Brand's hick wedding?
A former players birthday in Dubai?

Oh I dunno, I'd be all over that...

I'd go for

Rock/Classical/Metal/Pop music
My Job
T.V soaps
All of radio 1 dj's except Tim Westwood
Welsh football
I'll go for Facebook as well
 

I don't give a tit about people that answer your polite question of "You alright mate?" with anything other than "Yeah mate, sound."

I DON'T REALLY CARE AND I DON'T WANT TO HEAR ABOUT YOUR MISERY.
 
Used to be a cracking goth nightclub down hanover or hardman street.

Man...I used to go to Planet X. And there was the pink parrot too. And wilson's and the 147. Lots for punk/indie/goth/alternative druggie types to do in Liverpool back then. Only the Swan is left from all that lot.

The rest of Liverpool seems to have gone either regular boozers or ****ty wine bars.

Or bars with a DJ in them. I don't give a flying [Poor language removed] about DJ's. They're just putting records on, like.
 

I agree with Heat there, there's a time and a place to tell people your problems and it ain't during a 10 min break Or something when someone just politely asks if your alright.
 
I agree with Heat there, there's a time and a place to tell people your problems and it ain't during a 10 min break Or something when someone just politely asks if your alright.
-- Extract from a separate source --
PR #1964, opened 2025-02-05
test: Ensure that we don't step the idle duration since this can cause the batcher to exit

jonathan-innis:
Fixes #N/A 

**Description**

FFS, Basil, I sincerely hope you're the last person I'd meet when I'm hanging from a cliff, desperately trying to cling on.

You: Are you alright Dutch, mate?
Me: No Basil, feeling like I'm losing the grip on my life here.
You: Sod off you Belg.
 
I don't give a **** if its red or [Poor language removed] black. Get off my expensive TV you talentless Geordie tvvats and get back to Byker Grove.
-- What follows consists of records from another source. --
PR #1966, opened 2025-02-05
perf: Reduce the memory overhead on cluster state `Synced()`

jonathan-innis:
Fixes #N/A 

**Description**

This change updates our cluster state `Synced()` logic so that we only wait for the Nodes and NodeClaims to match at the controller startup and then only check the providerID after that point.

This allows us to save on allocations that we were spending on DeepCopying NodeClaims and Nodes as well as saving CPU time on checking this

### Before PR 

Screenshot 2025-02-05 at 11 57 27 AM

Screenshot 2025-02-05 at 11 58 36 AM

alloc_space_before

(Note the portions of the heap that are used by the NodeClaim and Node deep copies)

### After PR

Screenshot 2025-02-05 at 11 57 20 AM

*jumps in air like in opening credits.
 
Customers who want a none faulty item refunded. **** the **** off, get out.

Trying to sell to a Jewish person. It's just not gonna happen so I'm not gonna even bother even saying hello. He knows where he can get it for cheaper without me even having to ask so what's the point in even starting conversation.
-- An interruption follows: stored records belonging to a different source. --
PR #1967, opened 2025-02-05
perf: Add event filter for NodeClaims that have resolved providerIDs

jonathan-innis:
Fixes #N/A 

**Description**

Add an event filter for the counter controller so that NodeClaims that do not have a providerID don't trigger reconciliation on the controller (since they won't have resolved resources yet and can't impact the resource count calculation anyways)

`make presubmit`


rschalo (approved):
/lgtm

PR #1968, opened 2025-02-05
perf: Don't DeepCopy DaemonSet Pods

jonathan-innis:
Fixes #N/A 

**Description**

When hydrating DaemonSet pod data to handle resource quotas and mutating webhooks, we can reduce the number of pods that we list by using the same labelSelector that the DaemonSet does to perform the list against the cache

`make presubmit`


rschalo (approved):
/lgtm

People that are 'just browsing'. Waste someone elses time. Why should I pitch a product to you for 15 minutes and then you just go 'i'll go away and think about it' when we both know you're really not coming back.

I know our car charges are expensive. I don't care how much you dissaprove. We are in a service station. The prices are crancked up because in all likelyhood you are desperate for a charger. This is how the world of business works. Get over it. I dont give a ****.

Dont even think about stepping foot into my shop unless you are prepared to be spoken to (unless you are wearing a kippah then it's mutually agreed that their is absolutly no point in having a conversation). I will say hello, and if you ignore me, I will ask how your journey's been. And if you still ignore me I will ask if you need any assitance and if your kids want a free charm for their blackberry. I dont give a ****.

Site manager, I dont give a **** that you want to advertise the casino, I'm putting my sign in front of it.

Oh and Libya. I dont care. It has a plain green flag with no stripes or pattern. What the actual hell. Worst flag ever.